Typically, as shown in our example job script, we do multiple Monte Carlo runs (also called Monte Carlo trajectories), each starting from an independent random state. Since the ultimate aim is to train machine learning models, we divide states from these trajectories equally into training and validation states.

In [1]:
import numpy as np
from ase.spacegroup import crystal
from ase.build import make_supercell
import pickle
from onsager import crystal, supercell
from tqdm import tqdm

In [2]:
elems = ["Co", "Ni", "Cr", "Fe", "Mn"]
elemsToIndices = {"Co":0, "Ni":1, "Cr":2, "Fe":3, "Mn":4}
elemsToNum = {}
for elemInd, el in enumerate(elems):
    elemsToNum[el] = elemInd + 1

In [3]:
# load crystal data
with h5py.File("../../CrysDat_FCC/CrystData.h5", "r") as fl:
    lattice = np.array(fl["Lattice_basis_vectors"])
    superlatt = np.array(fl["SuperLatt"])
    SiteIndtoR = np.array(fl["SiteIndToR"])
    RtoSiteInd = np.array(fl["RToSiteInd"])

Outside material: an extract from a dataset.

PR #2988, opened 2019-05-01
Simple optimizations to core strings theory and fix for extf handling

ajreynol:
This PR:
- Eliminates two kinds of redundant lemmas that were being generated by the core string solver. The first involves length splits for proxy variables that map to constants or concatenation terms. The value of these variables is already implied by an equality, so splitting on whether it is zero is redundant. The second involves a simple check for the LEN-NORM inference rule that ensures the lemma we generate has not already been generated.  These two lead to significant reduction in the number of lemmas generated.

crys = crystal.Crystal.FCC(a0 = 1.0, chemistry=["A"])
assert np.allclose(lattice, crys.lattice)

superFCC_onsg = supercell.ClusterSupercell(crys, superlatt)

## Now we go ahead and extract the states

In [5]:
def get_states(Temp, lowerTrajId, upperTrajId, startSamp, EndSamp, MC_interval, Nsites, a0=3.59):
    """
    Function to extract ASE supercells, check them and store into numpy arrays.
    :param: Temp - the temperature.
    
    For the following inputs, please also refer to example job script "job_script.sb" as well as the next
    cell in this notebook.
    
    :param: lowerTrajId - the index of the first trajectory to gather states from.
    :param: upperTrajId - the index of the last trajectory to gather states from.
    
    :param: startSamp - the Metropolis step from which states were stored after thermalization
                        (10200 in the example run - since 10000 equilibration steps were done and
                        sample gathered every 200 steps thereafter).
    :param: EndSamp - the last Metropolis step (60000 in the example run).
    :param: MC_interval - the intervals at which states were stored in the Metropolis runs.
                          (200 for the example run).
    :param: Nsites - the number of sites (512 in the example run).
    """
    
    N_traj = upperTrajId - lowerTrajId + 1
    N_samps_per_traj = (EndSamp - startSamp) // MC_interval + 1
    total_states = N_traj * N_samps_per_traj * 5 # 5 for the 5 Jobs 11 to 16
    print("Gathering total {} states from trajectories {} to {} "
          "for {} K.".format(total_states, lowerTrajId, upperTrajId, Temp))
    
    # initialize the state array
    # Remember the supercells have had the (0., 0., 0.) site deleted for the vacancy
    states = np.zeros((total_states, Nsites), dtype=np.int8)
    
    total = 0
    
    counts = np.array([103, 102, 102, 102, 102])
    Job = 1
    for traj in tqdm(range(lowerTrajId, upperTrajId + 1), ncols=65, position=0, leave=True):

        dr = "{0}_{1}/{0}_{1}_{2}/chkpt/".format(Temp,Job,traj)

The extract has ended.